# Best hair removal



## stefan-west1 (9 Aug 2012)

Hi all,

I'm new to this whole cycling stuff but now that I've started I've decided what they hell and gonna try the whole hairless legs haha. You've gotta try it at least once haven't you 

So what would you all say is probably the best way of doing this in your opinions?

Shaving
Waxing
Veet
Or even stealing the mrs' epilator :S (ouch)

... What's the worst that could happen


----------



## slowmotion (9 Aug 2012)

stefan-west1 said:


> ... What's the worst that could happen


 
Before you hit the tarmac? Something like this.


----------



## stefan-west1 (9 Aug 2012)

Ouch. Surely with hair though it could be a lot worse. I don't know much about this sort of thing but hair in that sort p situation slows the healing down?


----------



## BigonaBianchi (9 Aug 2012)

I'm not at all convinced the shaving thing amoungst cyclists isn't a sexual kick tbh.

I may try it to find out lol


----------



## stefan-west1 (9 Aug 2012)

Well I have suggested the idea to my girlfriend.... As yet she's hasn't said its a BAD idea


----------



## Raging Squirrel (9 Aug 2012)

just wait til you do it, and then when you're feeling them you think mmmmmmmm that feels kinda nice


----------



## stefan-west1 (9 Aug 2012)

Really? Haha


----------



## Raging Squirrel (9 Aug 2012)

yeah i kinda liked it haha......just like feeling Mrs Squirrels legs when they've just been shaved


----------



## stefan-west1 (9 Aug 2012)

Haha fair enough. So what would you say is the best way of going about it?


----------



## black'n'yellow (9 Aug 2012)

you say you're 'new' to cycling - why on earth do you want to shave..?


----------



## stefan-west1 (9 Aug 2012)

It's an excuse aha


----------



## slowmotion (9 Aug 2012)

http://www.bikeradar.com/road/fitness/article/why-do-cyclists-shave-their-legs-34833/
One or two of the comments raised a smile.


----------



## Raging Squirrel (9 Aug 2012)

depends how much of the leg you wanna do. i'd stay clear of shaving the tops of your legs......the hairs receed under the skin and will hurt coming out, especially when trousers or jeans push them back in, you get a kinda shaving rash which can be painful.

waxing f'kin kills, epilators hurt......was removal creams can tend to be a bit weak as they're not designed to dissolve thicker hairs on mens legs


----------



## stefan-west1 (9 Aug 2012)

Sounds like shaving it is then!


----------



## black'n'yellow (9 Aug 2012)

stefan-west1 said:


> It's an excuse aha


 
excuse for what?
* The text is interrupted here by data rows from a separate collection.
PR #959, opened 2025-10-16
Fixes a race condition in killing Sandboxes

simongdavies:
Fixes a race condition where a sandbox kill arrives after a sandbox has successfully exited causing the subsequent run to fail.

There is a breaking change in this PR, previously if kill was called on an `InterruptHandle` before or while a guest call was not in progress the next guest call made on the `Sandbox` would be cancelled , now this scenario is a no-op. kill only takes effect if there is a guest call running.

### DIFF
--- a/Justfile
+++ b/Justfile
@@ -168,7 +168,9 @@ test-integration guest target=default-target features="":
     {{if os() == "windows" { "$env:" } else { "" } }}GUEST="{{guest}}"{{if os() == "windows" { ";" } else { "" } }} {{ cargo-cmd }} test --profile={{ if target == "debug" { "dev" } else { target } }} {{ target-triple-flag }} --test integration_test execute_on_heap {{ if features =="" {""} else {"--features " + features} }} -- --ignored
     
     @# run the rest of the integration tests
-    {{if os() == "windows" { "$env:" } else { "" } }}GUEST="{{guest}}"{{if os() == "windows" { ";" } else { "" } }} {{ cargo-cmd }} test -p hyperlight-host {{ if features =="" {''} else if features=="no-default-features" {"--no-default-features" } else {"--no-default-features -F init-paging," + features } }} --profile={{ if target == "debug" { "dev" } else { target } }} {{ target-triple-flag }} --test '*'
+    @# skip interrupt_random_kill_stress_test and then run it explicitly so we can see the output more 
+    {{if os() == "windows" { "$env:" } else { "" } }}GUEST="{{guest}}"{{if os() == "windows" { ";" } else { "" } }} {{ cargo-cmd }} test -p hyperlight-host {{ if features =="" {''} else if features=="no-default-features" {"--no-default-features" } else {"--no-default-features -F init-paging," + features } }} --profile={{ if target == "debug" { "dev" } else { target } }} {{ target-triple-flag }} --test '*' --  --skip interrupt_random_kill_stress_test
+    {{if os() == "windows" { "$env:" } else { "" } }}GUEST="{{guest}}"{{if os() == "windows" { ";" } else { "" } }} {{ cargo-cmd }} test -p hyperlight-host {{ if features =="" {''} else if features=="no-default-features" {"--no-default-features" } else {"--no-default-features -F init-paging," + features } }} --profile={{ if target == "debug" { "dev" } else { target } }} {{ target-triple-flag }} --test integration_test interrupt_random_kill_stress_test --  --nocapture --exact
 
 # tests compilation with no default features on different platforms
 test-compilation-no-default-features target=default-target:
--- a/src/hyperlight_host/src/hypervisor/hyperv_windows.rs
+++ b/src/hyperlight_host/src/hypervisor/hyperv_windows.rs
@@ -17,7 +17,7 @@ limitations under the License.
 use std::fmt;
 use std::fmt::{Debug, Formatter};
 use std::string::String;
-use std::sync::atomic::{AtomicBool, Ordering};
+use std::sync::atomic::{AtomicBool, AtomicU64, Ordering};
 use std::sync::{Arc, Mutex};
 
 use log::LevelFilter;
@@ -327,10 +327,11 @@ impl HypervWindowsDriver {
         };
 
         let interrupt_handle = Arc::new(WindowsInterruptHandle {
-            running: AtomicBool::new(false),
-            cancel_requested: AtomicBool::new(false),
+            running: AtomicU64::new(0),
+            cancel_requested: AtomicU64::new(0),
             #[cfg(gdb)]
             debug_interrupt: AtomicBool::new(false),
+            call_active: AtomicBool::new(false),
             partition_handle,
             dropped: AtomicBool::new(false),
         });
@@ -549,7 +550,8 @@ impl Hypervisor for HypervWindowsDriver {
         &mut self,
         #[cfg(feature = "trace_guest")] tc: &mut crate::sandbox::trace::TraceContext,
     ) -> Result<super::HyperlightExit> {
-        self.interrupt_handle.running.store(true, Ordering::Relaxed);
+        // Get current generation and set running bit
+        let generation = self.interrupt_handle.set_running_bit();
 
         #[cfg(not(gdb))]
         let debug_interrupt = false;
@@ -559,11 +561,10 @@ impl Hypervisor for HypervWindowsDriver {
             .debug_interrupt
             .load(Ordering::Relaxed);
 
-        // Don't run the vcpu if `cancel_requested` is true
+        // Check if cancellation was requested for THIS generation
         let exit_context = if self
             .interrupt_handle
-            .cancel_requested
-            .load(Ordering::Relaxed)
+            .is_cancel_requested_for_generation(generation)
             || debug_interrupt
         {
             WHV_RUN_VP_EXIT_CONTEXT {
@@ -578,12 +579,21 @@ impl Hypervisor for HypervWindowsDriver {
 
             self.processor.run()?
         };
-        self.interrupt_handle
-            .cancel_requested
-            .store(false, Ordering::Relaxed);
-        self.interrupt_handle
-            .running
-            .store(false, Ordering::Relaxed);
+
+        // Clear running bit
+        self.interrupt_handle.clear_running_bit();
+
+        let is_canceled = exit_context.ExitReason == WHV_RUN_VP_EXIT_REASON(8193i32); // WHvRunVpExitReasonCanceled
+
+        // Check if this was a manual cancellation (vs internal Windows cancellation)
+        let cancel_was_requested_manually = self
+            .interrupt_handle
+            .is_cancel_requested_for_generation(generation);
+
+        // Only clear cancel_requested if we're actually processing a cancellation for this generation
+        if is_canceled && cancel_was_requested_manually {
+            self.interrupt_handle.clear_cancel_requested();
+        }
 
         #[cfg(gdb)]
         let debug_interrupt = self
@@ -659,12 +669,32 @@ impl Hypervisor for HypervWindowsDriver {
                     // return a special exit reason so that the gdb thread can handle it
                     // and resume execution
                     HyperlightExit::Debug(VcpuStopReason::Interrupt)
+                } else if !cancel_was_requested_manually {
+                    // This was an internal cancellation
+                    // The virtualization stack can use this function to return the control
+                    // of a virtual processor back to the virtualization stack in case it
+                    // needs to change the state of a VM or to inject an event into the processor
+                    // see https://learn.microsoft.com/en-us/virtualization/api/hypervisor-platform/funcs/whvcancelrunvirtualprocessor#remarks
+                    debug!("Internal cancellation detected, returning Retry error");
+                    HyperlightExit::Retry()
                 } else {
                     HyperlightExit::Cancelled()
                 }
 
                 #[cfg(not(gdb))]
-                HyperlightExit::Cancelled()
+                {
+                    if !cancel_was_requested_manually {
+                        // This was an internal cancellation
+                        // The virtualization stack can use this function to return the control
+                        // of a virtual processor back to the virtualization stack in case it
+                        // needs to change the state of a VM or to inject an event into the processor
+                        // see https://learn.microsoft.com/en-us/virtualization/api/hypervisor-platform/funcs/whvcancelrunvirtualprocessor#remarks
+                        debug!("Internal cancellation detected, returning Retry error");
+                        HyperlightExit::Retry()
+                    } else {
+                        HyperlightExit::Cancelled()
+                    }
+                }
             }
             #[cfg(gdb)]
             WHV_RUN_VP_EXIT_REASON(4098i32) => {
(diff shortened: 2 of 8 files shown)


src/hyperlight_host/src/hypervisor/mod.rs
```diff
@@ -435,13 +435,51 @@ impl VirtualCPU {
...
+    /// - Only the intended guest function call is affected
+    /// - Multiple rapid kill() calls on the same generation are idempotent
+    ///
+    /// # Blocking Behavior
+    ///
+    /// This function will block while attempting to deliver the signal to the VCPU thread,
+    /// retrying until either:
+    /// - The signal is successfully delivered (VCPU transitions from running to not running)
+    /// - The VCPU stops running for another reason (e.g., call completes normally)
+    /// - No call is active (call_active=false)
```
jsturtevant: Does it block? I thought it would just return false?

src/hyperlight_host/src/hypervisor/mod.rs
```diff
@@ -458,69 +496,229 @@ pub trait InterruptHandle: Debug + Send + Sync {
...
+    /// This flag prevents kill() from having any effect when called outside of a
+    /// guest function call. This solves the "kill-in-advance" problem where kill()
+    /// could be called before a guest function starts and would incorrectly cancel it.
+    ///
+    /// # Behavior
+    ///
+    /// - Set to true at the start of call_guest_function_by_name_no_reset()
+    /// - Cleared at the end of call_guest_function_by_name_no_reset()
+    /// - kill() only stamps cancel_requested if call_active is true
+    /// - If kill() is called when call_active=false, it returns false and has no effect
```
jsturtevant, line 792: Is this actually the case? I don't see it returning early when call is not active.

src/hyperlight_host/src/hypervisor/mod.rs
```diff
@@ -536,14 +734,28 @@ impl LinuxInterruptHandle {
...
+            // Only stamp if a call is actually active (call_active=true)
+            if stamp_generation
+                && target_generation.is_none()
+                && self.call_active.load(Ordering::Acquire)
+            {
+                self.set_cancel_requested(generation);
+                target_generation = Some(generation);
+            }
+
+            // If not running, we've stamped the generation (if requested), so we're done
```
jsturtevant, line 850: should there be a check that `call_active` is `false` so this exits early in the case that the call ins't active? 

I think this is currently working due to the fact that when `call_active` `running` is also active. I think there is one case where the call might not be active but the vm is running (during initial set up) and i think it might hang in that scenario?

src/hyperlight_host/src/hypervisor/hyperv_windows.rs
```diff
@@ -663,11 +668,31 @@ impl Hypervisor for HypervWindowsDriver {
...
 
                 #[cfg(not(gdb))]
-                HyperlightExit::Cancelled()
+                {
+                    if !cancel_was_requested_manually {
+                        // This was an internal cancellation
+                        // The virtualization stack can use this function to return the control
+                        // of a virtual processor back to the virtualization stack in case it
+                        // needs to change the state of a VM or to inject an event into the processor
+                        debug!("Internal cancellation detected, returning Retry error");
```
jsturtevant, line 692: see https://learn.microsoft.com/en-us/virtualization/api/hypervisor-platform/funcs/whvcancelrunvirtualprocessor#remarks

src/hyperlight_host/src/hypervisor/mod.rs
simongdavies: it actually did this check in `send_signal` but I've put one in the `kill` function now as well

src/hyperlight_host/src/hypervisor/mod.rs
simongdavies: Added

src/hyperlight_host/src/hypervisor/mod.rs
```diff
@@ -458,69 +500,261 @@ pub trait InterruptHandle: Debug + Send + Sync {
...
+    ///
+    /// Although there's a theoretical race where:
+    /// 1. Thread A checks call_active (false)
+    /// 2. Thread B sets call_active (true) and starts guest call
+    /// 3. Thread A's kill() returns false (no effect)
+    ///
+    /// This is acceptable because the generation tracking provides an additional
+    /// safety layer. Even if a stale kill somehow stamped cancel_requested, the
+    /// generation mismatch would cause it to be ignored.
+    call_active: AtomicBool,
```
ludfjig, line 804: I think this flag is redundant. We will already not send any signals when calling `kill` if the vcpu is not running

src/hyperlight_host/src/hypervisor/mod.rs
```diff
@@ -484,92 +526,303 @@ pub trait InterruptHandle: Debug + Send + Sync {
...
+    ///
+    /// # Returns
+    ///
+    /// The new generation number assigned to this guest function call.
+    ///
+    /// # Note
+    ///
+    /// This is only called on Linux (KVM/MSHV). Windows uses a different interrupt mechanism.
+    #[cfg(any(kvm, mshv))]
+    fn increment_call_generation(&self) -> u64;
```
ludfjig: these all method are public right now. I recommend making a new private trait InterruptHandleImpl like so `pub(crate) trait InterruptHandleImpl: InterruptHandle` and store a `dyn` of this trait, but return it as a `dyn InterruptHandle` to the user

src/hyperlight_host/src/hypervisor/mod.rs
```diff
@@ -484,92 +526,303 @@ pub trait InterruptHandle: Debug + Send + Sync {
...
+
+    /// Internal method to increment the generation counter.
+    ///
+    /// Returns the new generation value after incrementing.
+    #[cfg(any(kvm, mshv, target_os = "windows"))]
+    fn increment_generation_internal(&self) -> u64;
+}
+
+// Default implementations for common methods
+impl dyn InterruptHandle {
```
ludfjig: I believe you can put default method directly in the trait definition, no need to `impl dyn InterruptHandle`

src/hyperlight_host/src/sandbox/initialized_multi_use.rs
```diff
@@ -390,6 +390,10 @@ impl MultiUseSandbox {
         return_type: ReturnType,
         args: Vec<ParameterValue>,
     ) -> Result<ReturnValue> {
+        // Mark that a guest function call is now active
+        // (This also increments the generation counter internally)
+        self.vm.interrupt_handle().set_call_active();
```
ludfjig: If you want, you could consider making this a function which takes closure like 
```
start_call(||{
...rest of existing code
})
```

where the function calls set_call_active and clear_call_active for you (and calls your closure in between) in order not to forget about the structure in the future.

Similar to existing `maybe_time_and_emit_host_call`

src/hyperlight_host/src/hypervisor/mod.rs
simongdavies: Its short circuits the whole process and returns immediately if there is no call active

src/hyperlight_host/src/sandbox/initialized_multi_use.rs
simongdavies: I added a guard instead which I think is a better solution in this case

src/hyperlight_host/src/hypervisor/mod.rs
simongdavies: It will block until one of the conditions listed is true and then return a bool.

Justfile
```diff
@@ -168,7 +168,9 @@ test-integration guest target=default-target features="":
     {{if os() == "windows" { "$env:" } else { "" } }}GUEST="{{guest}}"{{if os() == "windows" { ";" } else { "" } }} {{ cargo-cmd }} test --profile={{ if target == "debug" { "dev" } else { target } }} {{ target-triple-flag }} --test integration_test execute_on_heap {{ if features =="" {""} else {"--features " + features} }} -- --ignored
     
     @# run the rest of the integration tests
-    {{if os() == "windows" { "$env:" } else { "" } }}GUEST="{{guest}}"{{if os() == "windows" { ";" } else { "" } }} {{ cargo-cmd }} test -p hyperlight-host {{ if features =="" {''} else if features=="no-default-features" {"--no-default-features" } else {"--no-default-features -F init-paging," + features } }} --profile={{ if target == "debug" { "dev" } else { target } }} {{ target-triple-flag }} --test '*'
+    @# skip interrupt_random_kill_stress_test and then run it explicitly so we can see the output more
```
ludfjig, line 171: Do we want to keep running this test separately still?

src/hyperlight_host/Cargo.toml
```diff
@@ -67,7 +67,7 @@ windows = { version = "0.62", features = [
     "Win32_System_JobObjects",
     "Win32_System_SystemServices",
 ] }
-windows-sys = { version = "0.61", features = ["Win32"] }
+windows-sys = { version = "0.61", features = ["Win32", "Win32_System", "Win32_System_Performance", "Win32_System_WindowsProgramming", "Win32_Foundation"] }
```
ludfjig: Were these added on purpose? Do we need them?

src/hyperlight_host/Cargo.toml
```diff
@@ -79,8 +79,8 @@ kvm-bindings = { version = "0.14", features = ["fam-wrappers"], optional = true
 kvm-ioctls = { version = "0.24", optional = true }
 mshv-bindings2 = { package="mshv-bindings", version = "=0.2.1", optional = true }
 mshv-ioctls2 = { package="mshv-ioctls",  version = "=0.2.1", optional = true}
-mshv-bindings3 = { package="mshv-bindings", version = "0.6.1", optional = true }
-mshv-ioctls3 = { package="mshv-ioctls",  version = "0.6.1", optional = true}
+mshv-bindings3 = { package="mshv-bindings", version = "0.6", optional = true }
```
ludfjig: Is 0.6.1 -> 0.6 on purpose?

src/hyperlight_host/src/mem/shared_mem.rs
```diff
@@ -1238,9 +1238,13 @@ mod tests {
                     vec![]
                 };
                 let status = std::process::Command::new("cargo")
-                    .args(["test", "-p", "hyperlight-host"])
+                    .args(["test", "-p", "hyperlight-host", "--lib"])
                     .args(target_args)
-                    .args(["--", "--ignored", test])
+                    .args([
```
ludfjig: what does this change?

src/hyperlight_host/src/hypervisor/mod.rs
ludfjig: I still think it's true. If in `send_signal` you move everything to after tye
```
if !running {
    break;
}
```
I believe you'll get the same behavior and you can get rid of the flag?

src/hyperlight_host/src/hypervisor/hyperv_windows.rs
```diff
@@ -578,12 +579,22 @@ impl Hypervisor for HypervWindowsDriver {
...
-            .store(false, Ordering::Relaxed);
-        self.interrupt_handle
-            .running
-            .store(false, Ordering::Relaxed);
+
+        // Clear running bit
+        self.interrupt_handle.clear_running_bit();
+
+        let exit_reason = exit_context.ExitReason;
+        let is_canceled = exit_reason.0 == 8193; // WHvRunVpExitReasonCanceled
```
ludfjig: Can't you use the constant from the library?

src/hyperlight_host/src/hypervisor/mod.rs
```diff
@@ -461,13 +466,50 @@ impl VirtualCPU {
...
+    /// - **No active call**: If called when no guest function call is in progress (call_active=false),
+    ///   this has no effect and returns `false`. This prevents "kill-in-advance" where kill()
+    ///   is called before a guest function starts.
+    ///
+    /// - **During host function**: If the guest call is currently executing a host function
+    ///   (VCPU not running but call_active=true), this stamps cancel_requested. When the
+    ///   host function returns and attempts to re-enter the guest, the cancellation will
+    ///   be detected and the call will abort. Returns `true`.
+    ///
+    /// # Generation Tracking (linux only)
```
jsturtevant:
```suggestion
    /// # Generation Tracking 
```

src/hyperlight_host/src/hypervisor/mod.rs
```diff
@@ -461,13 +466,50 @@ impl VirtualCPU {
 pub trait InterruptHandle: Debug + Send + Sync {
     /// Interrupt the corresponding sandbox from running.
     ///
-    /// - If this is called while the vcpu is running, then it will interrupt the vcpu and return `true`.
-    /// - If this is called while the vcpu is not running, (for example during a host call), the
-    ///   vcpu will not immediately be interrupted, but will prevent the vcpu from running **the next time**
-    ///   it's scheduled, and returns `false`.
+    /// This method attempts to cancel a currently executing guest function call by sending
+    /// a signal to the VCPU thread. It uses generation tracking (linux only) and call_active flag to
```
jsturtevant:
```suggestion
    /// a signal to the VCPU thread. It uses generation tracking and call_active flag to
```

src/hyperlight_host/src/hypervisor/mod.rs
```diff
@@ -596,17 +837,37 @@ impl LinuxInterruptHandle {
...
-        self.send_signal()
+        self.send_signal(false)
     }
-    fn dropped(&self) -> bool {
-        self.dropped.load(Ordering::Relaxed)
+
+    #[cfg(any(kvm, mshv))]
+    fn increment_call_generation(&self) -> u64 {
+        self.increment_generation()
+    }
```
jsturtevant: is this used anywhere?  Windows now has   `increment_generation` can we just use that directly?

src/hyperlight_host/src/hypervisor/mod.rs
```diff
@@ -482,94 +524,293 @@ pub trait InterruptHandle: Debug + Send + Sync {
...
+    /// used throughout the entire guest call, even if the VCPU is run multiple
+    /// times (due to host function calls, retries, etc.).
+    ///
+    /// # Returns
+    ///
+    /// The new generation number assigned to this guest function call.
+    ///
+    /// # Note
+    ///
+    /// This is only called on Linux (KVM/MSHV). Windows uses a different interrupt mechanism.
```
jsturtevant: There is a `increment_generation` on windows can we just use that?  I not seeing this being used anywere in the code any more?

src/hyperlight_host/src/hypervisor/mod.rs
```diff
@@ -482,94 +524,293 @@ pub trait InterruptHandle: Debug + Send + Sync {
...
+    /// Returns the dropped atomic bool reference for default implementations.
+    ///
+    /// This is used by default trait methods to access the common dropped field.
+    fn get_dropped(&self) -> &std::sync::atomic::AtomicBool;
+
+    /// Internal method to increment the generation counter.
+    ///
+    /// Returns the new generation value after incrementing.
+    #[cfg(any(kvm, mshv, target_os = "windows"))]
+    fn increment_generation_internal(&self) -> u64;
```
jsturtevant: is the `cfg` needed here?

src/hyperlight_host/src/hypervisor/mod.rs
```diff
@@ -482,94 +524,293 @@ pub trait InterruptHandle: Debug + Send + Sync {
...
+        self.cancel_requested.store(value, Ordering::Release);
+    }
+
+    // Clear cancel_requested (reset to no cancellation)
+    fn clear_cancel_requested(&self) {
+        self.cancel_requested.store(0, Ordering::Release);
+    }
+
+    // Check if cancel_requested is set for the given generation
+    fn is_cancel_requested_for_generation(&self, generation: u64) -> bool {
```
jsturtevant: This looks to be the same on Windows and linux now.  Could we condense them to be default impls on the Trait?  Several of these are the same (`clear_cancel_requested`, `set_cancel_requested`)

src/hyperlight_host/src/hypervisor/mod.rs
jsturtevant: This does guard around some additional functionality in `call_guest_function_by_name_no_reset` when the guest isn't actually running but being set up to run. Now we have some tests that pass might be interesting experiment to see if we remove this if it simplified?

simongdavies: Well yes perhaps but this just short circuits the whole thing and returns early, I'm a bit loathed to remove it since it doesnt do any harm, it works and you are planning a new implementation anwyay

Justfile
simongdavies: Yes , I did this so that we can see the results in the CI output , otherwise they get lost.

src/hyperlight_host/Cargo.toml
simongdavies: Yes they were , but we might not need them any longer I will check.

src/hyperlight_host/Cargo.toml
simongdavies: Yes, but I probably shouldn't do it here, I just added a suggestion for it to dorus mshv PR , I will remove it from here

src/hyperlight_host/src/mem/shared_mem.rs
simongdavies: I don't recall what this is for, I'll remove it

src/hyperlight_host/src/hypervisor/mod.rs
simongdavies: No, I dont think so

src/hyperlight_host/src/hypervisor/mod.rs
```diff
@@ -596,18 +875,43 @@ impl LinuxInterruptHandle {
...
+
+    #[cfg(any(kvm, mshv))]
+    fn get_cancel_requested(&self) -> &AtomicU64 {
+        &self.cancel_requested
+    }
+
+    // #[cfg(any(kvm, mshv))]
+    // fn increment_generation_internal(&self) -> u64 {
+    //     self.increment_generation()
+    // }
```
jsturtevant, line 914: remove this?

jsturtevant (approved):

Seriously, if you're a beginner, just don't.


----------



## Raging Squirrel (9 Aug 2012)

forgot you need to prove yourself before you're "allowed" to be deemed good enough to shave your legs


----------



## black'n'yellow (9 Aug 2012)

Raging Squirrel said:


> forgot you need to prove yourself before you're "allowed" to be deemed good enough to shave your legs


 
no, it will just look fekin stupid, that's all...


----------



## Raging Squirrel (9 Aug 2012)

feels nice though haha


----------



## The Jogger (10 Aug 2012)

Fetish !


----------



## lordloveaduck (10 Aug 2012)

Nothing to do with this thread. Just wish that chaps would shave there pits
and tidy there garden.


----------



## lejogger (10 Aug 2012)

Veet is a pretty easy way to do it. I had to do half a leg before knee surgery a couple of years back but I decided in order to even things out i'd do all of both legs... I also ended up doing the ar$e as well!!!
No problem with the lower leg, but a couple of days in I got severe issues with the regrowing hairs on the rear and back of the thighs. Basically you really need to exfoliate otherwise you will get really sore. In fact even exfoliating won't help that much. 
Doing the arse was the worst decision I've ever made. Working in a job where im sat on it most of the day meant it got very sore and spotty! 
Getting the shivers/goosebumps is absolute agony also! 

I'm a fairly hairy guy, and I hate hair so these days I just trim everything close with one of those long hair shavers, although coincidentally I'm going for my first ever chest/back wax tonight in preparation for my NZ trip later in the year. 
Very very very very nervous!


----------



## youngoldbloke (10 Aug 2012)

First time - use Wahl clippers and finish with electric razor. No need to shave much above shorts/ below socks tan lines. Keep trimmed with electric razor. Nothing looks worse than hairy Lycra tights!


----------



## numbnuts (10 Aug 2012)

Gillette Venus razors and shower gel works OK


----------



## kedab (10 Aug 2012)

lordloveaduck said:


> Nothing to do with this thread. Just wish that chaps would shave there pits
> and tidy there garden.


 'pubic topiary'


----------



## Saluki (10 Aug 2012)

Raging Squirrel said:


> waxing f'kin kills, epilators hurt......was removal creams can tend to be a bit weak as they're not designed to dissolve thicker hairs on mens legs


 
Waxing really doesn't hurt that much. I have waxed my legs for years and I am a total wuss, I wouldn't have had it done a second time if it had been that bad. Its better than shaving as the regrowth takes much more time and the hairs are thinner so no leg stubble. Nothing worse than leg stubble, I reckon.


----------



## theclaud (10 Aug 2012)

kedab said:


> 'pubic topiary'


A tenner says Patrick Stevens has Googled that at some point.


----------



## coco69 (4 May 2016)

I really am out of touch


----------



## Scoosh (4 May 2016)

coco69 said:


> I really am out of touch


Yup - 4 years out of touch ... a thread resurrection by a now departed attempted new member.


----------



## coco69 (4 May 2016)




----------



## screenman (4 May 2016)

black'n'yellow said:


> no, it will just look fekin stupid, that's all...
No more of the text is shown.